Target Audience: Developers, Architects, UX, Product Owners
Prerequisites: No specific prerequisites
Level: Advanced
Extended Abstract
"It's just semantics." How many conversations about philosophy, politics and programming are derailed by this thought-stopping comment?
Semantics is all about meaning. If there is one thing we struggle with and need to get better at, it is the search for and clarification of meaning. The world in which a software system lives is filled with meaning. The structure, concepts and names that inform the code, its changes and the mental models held by developers are expressions of meaning. The very act of development is an exercise in meaning — it's discovery, its formulation, its communication. Paradigms, processes and practices are anchored in different ways of thinking about and arriving at meaning.

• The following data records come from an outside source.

PR #37, opened 2022-12-08
SDKS 2111/improve local and ci

ryanbas21:
- feat: add-husky
- feat: pre-hooks
- feat(commitizen-and-semantic-release): adds semantic release to CI and commitizen to commit messages
- refactor(src/lib/constants.ts): extends the type of import.meta


.husky/pre-push
```diff
@@ -0,0 +1,5 @@
+#!/usr/bin/env sh
+. "$(dirname -- "$0")/_/husky.sh"
+
+CI=true npm run ci
+npm run test:e2e
```
cerebrl, line 5: Is this like an `if` statement? It runs the the first command if CI is `true` or the second command if it's `false`? This syntax is a bit mind-bending if it's intended.

.releaserc
```diff
@@ -0,0 +1,25 @@
+{
+    "branches": [
+        { "name": "main" },
+        "+([0-9])?(.{+([0-9]),x}).x",
+        { "name": "beta", "channel": "beta", "prerelease": true },
+        { "name": "alpha", "channel": "alpha", "prerelease": true },
+        { "name": "next", "channel": "next" }
```
cerebrl, line 7: Is `next` not prerelease?

cerebrl (commented):
Just a few questions.

.husky/pre-push
ryanbas21: No, these are two seperate commands, like you would run in your shell. if CI is false the test command is in watch mode automatically i think, thats why i put that there

.releaserc
ryanbas21: https://semantic-release.gitbook.io/semantic-release/recipes/release-workflow/distribution-channels

I followed this kinda flow through it. seems like next is not considered prerelease.

.husky/pre-push
cerebrl: Oh, got it. `npm run ci` is exactly the same as `npm run test`. Thanks.

.releaserc
cerebrl: Huh, interesting. Fair enough.

cerebrl (approved):

.releaserc
```diff
@@ -0,0 +1,28 @@
...
+      ],
+      "plugins": [
+        "@semantic-release/commit-analyzer",
+        "@semantic-release/release-notes-generator",
+        "@semantic-release/changelog",
+         ["@semantic-release/exec", {
```
ryanbas21, line 13: This should exec the script to add the latest release version to the package.json before npm publish

PR #38, opened 2022-12-08
ci: chromatic-on-non-draft-only

ryanbas21:
we only want to run chromatic on a pr which is not a draft


cerebrl (approved):
This looked like it worked, so I'm good with this. I also see that it's in your other PR. So, we can merge this in or close it and merge it in with your other work.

But just because we are immersed in concepts of meaning from an early age, and just because the daily work of software development is about wrangling meaning, and just because it's just semantics, that doesn't mean we're necessarily good at it. It takes effort and insight. Let's talk about what we mean.
Kevlin Henney is an independent consultant, speaker, writer and trainer. His development interests are in programming, practice and people. He is co-author of two volumes in the ”Pattern-Oriented Software Architecture” series, and editor and contributor for multiple books in the ”97 Things” series. He lives in Bristol and online.